#### Requirement:
The lines to repeat are those below from the one containing "### The two review items" down to the one containing "### What full", both included; reproduce them exactly and nothing else.
Source material section start
PR #120, opened 2026-06-24
chore(memory): promote strong-fit messaging drafts from memory-pipeline for review

Hareet:
Promotes **17 strong-fit `messaging` drafts** from `agent-memory/_pending/` into `agent-memory/domains/messaging/issues/` for squad content review.

**Categories:** bug (10), feature (7)
**Themes:** SMS gateway integrations (Africa's Talking, Nepal centralized gateway, RapidPro), scheduled-task/message-state handling, mustache phone helpers.

All 17 carry `domainFit: strong` + a `## Domain Rationale` section. Weak-fit messaging drafts: 0 (none deferred).

Merge order: **#1 of 9** (messaging → infrastructure → forms-and-reports → tasks-and-targets → authentication → contacts → interoperability → configuration → data-sync).


Hareet:
@sugat009 Needs to be rebased with main after #119 is merged

sugat009:
Heads up, this one currently has merge conflicts with its base and will need a rebase before it can merge.

agent-memory/domains/messaging/issues/10082-fix10068-fix-africas-talking-request-body-parsing-10073.md
```diff
@@ -0,0 +1,92 @@
+---
+id: cht-core-10082
+category: bug
+domain: messaging
+domainFit: strong
+issueNumber: 10082
```
sugat009: **issue:** `issueNumber: 10082` is the PR number; PR #10082 closes issue **#10068** (so does #10073). Both drafts should key to 10068 and dedup into one memory.

sugat009 (changes requested):
Content review (domain fit + distillation accuracy). The distilled prose is faithful and reusable; I verified several drafts against their real cht-core PRs (9559, 10868, 10945) and found no hallucinated behavior. The blockers are identity and structure:

- **issue (blocking): identity keys record the PR number, not the issue, on 12 of 17 drafts.** `id`/`issueNumber`/`issueUrl` point at the source PR rather than the issue it closes (e.g. `10082` keys to 10082, but PR #10082 closes issue #10068). Verified against `closingIssuesReferences`. Invisible to `validate-schema` because `/issues/N` redirects to `/pull/N`.
- **issue (blocking): 3 duplicate clusters (6 files).** issue 10068 = [10073, 10082], issue 10225 = [10230, 10243], issue 10802 = [10803, 10811]. Each is a base PR plus a backport/sibling distilled as a separate record; they should collapse to one memory per issue with a `source_prs[]` array.
- **issue: `related_issues: []` is empty on every draft** though the prose "## Related Issues" is populated. The machine-readable linkage was never backfilled.
- **issue (content): `10729-smsparser-bugs-typos.md`** (a pre-existing draft this PR only modifies) is distilled from **issue** #10729, not a merged PR; its Solution/Testing sections present the issue's *proposed* fixes as completed and tested. The real work merged as PR #10730. Worth a corpus fix.
- **issue: `domainFit: strong` on every draft (0 weak).** `8717` (add link to sender contact page) is a clear example: its files are entirely `webapp/.../sender.component.*` UI navigation, and its own `related_workflows` is `ui-extensions`. Milder borderline picks: `8774`, `10853`, `10477`.
- **praise:** prose fidelity is genuinely high (RapidPro 400/200 handling in 9559, the `local_phone` template syntax in 10868 both reproduced exactly).

Clean bill: no secrets, no PII, schema 100% valid.

agent-memory/domains/messaging/issues/10802-message-pending-state.md
```diff
@@ -6,7 +6,7 @@ subDomain: scheduled-tasks
 issueNumber: 10802
```
sugat009, line 6: **issue (accuracy):** this draft (Code Patterns / Solution, ~L54) uses `task.status`, but the real scheduled-task field is `task.state` (`SCHEDULED_STATE='scheduled'` in `shared-libs/transitions/src/schedule/due_tasks.js`). The `isDue()`/`due_date` snippet doesn't exist (the code uses `task.due || task.timestamp || doc.reported_date`), and the Related Files list `api/src/controllers/scheduled_tasks.js` + `sentinel/src/schedule/task-processor.js`, which neither source PR (#10803/#10811) touches. For a memory draft these would mislead an agent — please align to the real code or drop the fabricated specifics.

Hareet:
Re-review prep, same protocol as the configuration batch (#130): both round-2 items are fixed, and I then re-verified every factual claim in all 17 drafts against the cht-core commit each describes — first with the grounding prober (extended again, see tally), then by hand for what probes can't see. Fixes landed in d92041d (grounding pass) and 30f0560 + 4dfb161 + c0237f4 (this round); `validate-schema` passes 76/0. Each point carries the command that establishes it.

### The two review items

**10802 — fabricated detail replaced with the real guard.** `task.status`/`isDue()`/`due_date` are gone; the draft now carries the actual mechanism, verified line-for-line on master:

```sh
git -C $CORE grep -nE "SCHEDULED_STATE = |task.state !== |task.due \|\|" origin/master -- shared-libs/transitions/src/schedule/due_tasks.js
# :14 const SCHEDULED_STATE = 'scheduled';   :50 if (task.state !== SCHEDULED_STATE) {   :55 let due = task.due || task.timestamp || doc.reported_date;
```

The two Related Files neither source PR touches are dropped, and the two-PR story is now precise — the patches are byte-identical and each line carries exactly one:

```sh
diff <(git -C $CORE show 6a5867bb --format= -- shared-libs/) <(git -C $CORE show b87a025f --format= -- shared-libs/) && echo IDENTICAL
git -C $CORE branch -r --contains 6a5867bb | grep -E 'origin/(master|5\..\.x)$'   # master + 5.2.x
git -C $CORE branch -r --contains b87a025f | grep -E 'origin/(master|5\..\.x)$'   # 5.1.x only
```

**10868 — classifier scaffolding stripped**: "…so the configuration pitfall does not apply" is gone; the rationale states the fit without rubric vocabulary.

### What full re-verification found beyond the two items

1. **Round-1's identity defect survived in the two hand-authored drafts.** `4278` and `8492` still keyed `id`/`issueNumber`/`issueUrl` to PR numbers — the relink tool reads machine frontmatter, and these pre-existing files never got the treatment. Their own prose already named the real issues; frontmatter now agrees (4278 → **#3738**, 8492 → **#8414**), and both gained machine anchors (`source_prs` + the PR's merge commit as `source_sha`), so grounding checks them at their own trees instead of guessing against master:

```sh
curl -s https://api.github.com/repos/medic/cht-core/pulls/4278 | jq -r '.body' | head -1   # "Issue: #3738"
curl -s https://api.github.com/repos/medic/cht-core/pulls/8492 | jq -r '.title'           # fix(#8414): sms gateway test flakiness
```

2. **The newly anchored probes then caught three residual claims my grounding pass had missed.** In 10802: "Filter tasks by both `due_date` and `status` fields" (neither field exists — same fabrication family as your inline, one bullet over) and "Added a sentinel integration test" for a spec file that pre-existed (6a5867bb *adds a 69-line case* to it: M, not A) — corrected in 4dfb161. In 9467: an "`api/v2/broadcast`" endpoint the service does not call — it posts to `/api/v2/broadcasts.json` — corrected in c0237f4. All three only became checkable once their drafts anchored.

```sh
git -C $CORE show 6a5867bb --stat -- tests/integration/sentinel/schedules/due-tasks.spec.js   # 1 file changed, 69 insertions(+)
git -C $CORE grep -n "broadcasts.json" da4b50f7 -- api/src/services/rapidpro.js              # :92  requestOptions.uri = '/api/v2/broadcasts.json';
```

3. **10442 ↔ 10802 are an in-batch pair** — both rework `due_tasks.js` state transitions — but only 10802 carried the back-reference. `related_issues` on 10442 now links `cht-core-10802`, making the pair symmetric (the 9696/9727 class from the configuration batch).

4. **The deep rewrites in d92041d spot-verify exactly.** 10073's inversion fix (the bug was outbound *response* parsing, not inbound requests) matches fb52de8606: `parseResponseBody` removal, `.then(result =>`, the 6-insertion/6-deletion fixture change, the `(CREDENTIAL_PASS_OUTGOING ? describe : describe.skip)` gate keyed on `AFRICAS_TALKING_SANDBOX_API_KEY`, and the incidental `getDoc(id, rev = '', ...)` default. 10442's snippets are character-exact at 862f69a6 (down to the `hasValidMessage?` spacing). 10729 is re-grounded on merged PR #10730 per your round-1 note, with line-precise spec claims that hold (`list:` fixtures at 483/490/508/527/568, all `type: 'integer'`; 393b9d6a touches no test files).

### Prober tally

Tooling first: my July-27 run left 24 claims unverifiable across five drafts (unresolvable anchors) and reported 5 defects. All five were probe blind spots, not draft errors, fixed on #145 (adfb256 + 18784de): hand-authored `source_prs[]` anchors now resolve as canonical, line-wrapped member chains (`request\n  .post({` at africas-talking.js:80–81) match, path absence degrades by provenance instead of manufacturing defects, and unstamped merges resolve via the GitHub API — 9467 anchors at da4b50f7 ("fix(#9467): better handling of RapidPro error codes") exactly that way.

Re-running `ground-claims` over this branch's 17 drafts with those fixes (cht-core @ `1f3e56f226`): **217 grounded / 2 ungrounded / 0 unverifiable / 0 anchor-unusable — all 17 drafts anchored at their own commits** (my July-27 run: 189 / 5 / 24 with five drafts unanchored). Claim extraction is LLM-driven, so the extracted set varies slightly run to run; every flag across three runs traced to a probe or extraction artifact rather than a draft error, and the two current ones adjudicate cleanly:

- **10442 `sms.clear_failing_schedules`** — an app-settings key never appears as a dotted token in code; the setting is real, spelled through the accessor:

```sh
git -C $CORE grep -n "clear_failing_schedules" 862f69a6 -- shared-libs/transitions/src/schedule/due_tasks.js
# const clearFailing = config.get('sms')?.clear_failing_schedules || false;
```

- **10073 `parseResponseBody`** — extraction read a *removal* claim ("Removed the `parseResponseBody` helper…") as an existence claim; the anchor tree correctly lacks the symbol because the PR deleted it:

```sh
git -C $CORE show fb52de8606 -- api/src/services/africas-talking.js | grep '^-.*parseResponseBody'
# -const parseResponseBody = body => {
# -      const result = parseResponseBody(body);
```

To reproduce the run (the prober lives on #145's branch; drafts on this one):

```sh
git worktree add /tmp/msg memory/promote-messaging && git checkout memory/draft-verification
CHT_CORE_PATH=<cht-core clone> LLM_PROVIDER=claude-cli \
  npm run ground-claims -- --dir /tmp/msg/agent-memory/domains/messaging/issues --label recheck
```

**Cross-cutting, unchanged from your note:** filenames still encode PR numbers, the two draft schemas still coexist, and the five untouched pre-existing messaging drafts (3406/4039/4374/6995/7105) share the hand-authored anchor gaps — all corpus-cleanup candidates outside this PR's diff.

agent-memory/domains/messaging/issues/10802-message-pending-state.md
```diff
@@ -34,29 +39,38 @@ The scheduled task processing logic in `shared-libs/transitions/src/schedule/due
 2. When a document had multiple `scheduled_tasks` with identical due dates and one was stuck in `scheduled` state, the system continuously added already-processed messages back to the pending queue
 3. Created a feedback loop where the same message was resent every processing cycle (every 5 minutes) regardless of its current status
 
-The code only checked `due_date` without checking if the task was already processed or in a different state.
+The code only checked the task's computed due value (`task.due || task.timestamp || doc.reported_date`) against the collected due dates, without checking whether the task was already processed or had moved to a different `state`. More precisely, `due_tasks.js` trusted the (eventually-consistent) `messages_by_state` CouchDB view results and did not re-verify each message's current state on the freshly loaded/hydrated document before mutating it; a message already transitioned out of the schedulable state (muted, cleared, or already sent) still appeared in the view and was reprocessed (PR #10803, PR #10811).
```
sugat009: issue (blocking): the second sentence states a mechanism the code rules out. A message that had already transitioned never appears in the view result: `execute()` queries `messages_by_state` keyed on `['scheduled', due]`, so the view returns only the still-scheduled sibling task. `processBatch` collects that row's due date into the per-document `dueDates` list, and `updateScheduledTasks` then loops over all of `doc.scheduled_tasks`, promoting any task that matches on due date alone. That loop is what reached the already-sent message, and the bug reproduces with a perfectly fresh index, so eventual consistency points at the wrong fix. Bullets 1-3 above already state the real mechanism correctly.

```suggestion
The code only checked the task's computed due value (`task.due || task.timestamp || doc.reported_date`) against the collected due dates, without checking whether the task had moved to a different `state`. More precisely, the view vouches for one task while the update loop acts on all of them: `execute()` queries `messages_by_state` with `startkey`/`endkey` keyed on `['scheduled', due]`, so only still-scheduled tasks are returned; `processBatch` groups those rows by document and collects their due values into a single per-document `dueDates` list; and `updateScheduledTasks` then iterates every entry in `doc.scheduled_tasks`, promoting any whose computed due value appears in that list. A task that had already moved out of `scheduled` was therefore never returned by the view at all. It was reached because it shared a due date with a still-scheduled sibling on the same document, which is why the fix is a per-task state guard inside that loop rather than a change to the view or the query (PR #10803, PR #10811).
```

agent-memory/domains/messaging/issues/10802-message-pending-state.md
```diff
@@ -73,15 +87,14 @@ Chose to fix at the library level (`shared-libs/transitions`) rather than in ind
...
 
 ## Testing
 
 - Added integration test to verify that only scheduled tasks are processed in each window
 - Test simulates multiple tasks with same due date and different statuses
 - Verified that processed tasks don't get re-added to pending queue
-- Edge case testing for tasks with null/undefined status fields
+- Added a sentinel integration test case (+69 lines) to the pre-existing `tests/integration/sentinel/schedules/due-tasks.spec.js` asserting scheduled_tasks are only updated to `pending` when still in the `scheduled` state and left untouched otherwise (PR #10803, PR #10811)
 
 ## Related Issues
```
sugat009, line 101: issue (blocking): line 102 cross-references #10754 as 'Scheduled task duplicate processing (similar issue)'. cht-core #10754 is 'Cookies not being sent with `secure: true`', a closed cookie bug in api, unrelated to scheduled tasks. Please delete the bullet or replace it with a genuinely related issue.

agent-memory/domains/messaging/issues/10073-fix10068-fix-africas-talking-request-body-parsing.md
```diff
@@ -0,0 +1,89 @@
...
+
+## Related Issues
+
+- #10068: Africa's Talking integration tries to parse an already-parsed request body
+
+## Domain Rationale
+
+**Fit:** strong
+
+Africa's Talking is an SMS gateway CHT uses to send and receive messages, and the bug is in the inbound request-parsing code of that messaging transport service. The build.yml change only wires the new e2e test into CI, so the PR's substance is messaging behavior, not infrastructure or gateway setup/config.
```
sugat009: issue (blocking): this contradicts the Root Cause and Code Patterns above, which now state the bug was outbound response parsing and that nothing inbound is involved anywhere in the file. The inbound webhook side lives in `api/src/controllers/africas-talking.js`, which PR #10073 never touched, so this sentence points an agent at a real but wrong file.

```suggestion
Africa's Talking is an SMS gateway CHT uses to send and receive messages, and the bug is in the outbound send path of that messaging transport service: the service double-parsed the response body of its own POST to the gateway. The build.yml change only wires the new e2e test into CI, so the PR's substance is messaging behavior, not infrastructure or gateway setup/config.
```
Source material section end
#### Written reply:
### The two review items

**10802 — fabricated detail replaced with the real guard.** `task.status`/`isDue()`/`due_date` are gone; the draft now carries the actual mechanism, verified line-for-line on master:

```sh
git -C $CORE grep -nE "SCHEDULED_STATE = |task.state !== |task.due \|\|" origin/master -- shared-libs/transitions/src/schedule/due_tasks.js
# :14 const SCHEDULED_STATE = 'scheduled';   :50 if (task.state !== SCHEDULED_STATE) {   :55 let due = task.due || task.timestamp || doc.reported_date;
```

The two Related Files neither source PR touches are dropped, and the two-PR story is now precise — the patches are byte-identical and each line carries exactly one:

```sh
diff <(git -C $CORE show 6a5867bb --format= -- shared-libs/) <(git -C $CORE show b87a025f --format= -- shared-libs/) && echo IDENTICAL
git -C $CORE branch -r --contains 6a5867bb | grep -E 'origin/(master|5\..\.x)$'   # master + 5.2.x
git -C $CORE branch -r --contains b87a025f | grep -E 'origin/(master|5\..\.x)$'   # 5.1.x only
```

**10868 — classifier scaffolding stripped**: "…so the configuration pitfall does not apply" is gone; the rationale states the fit without rubric vocabulary.

### What full re-verification found beyond the two items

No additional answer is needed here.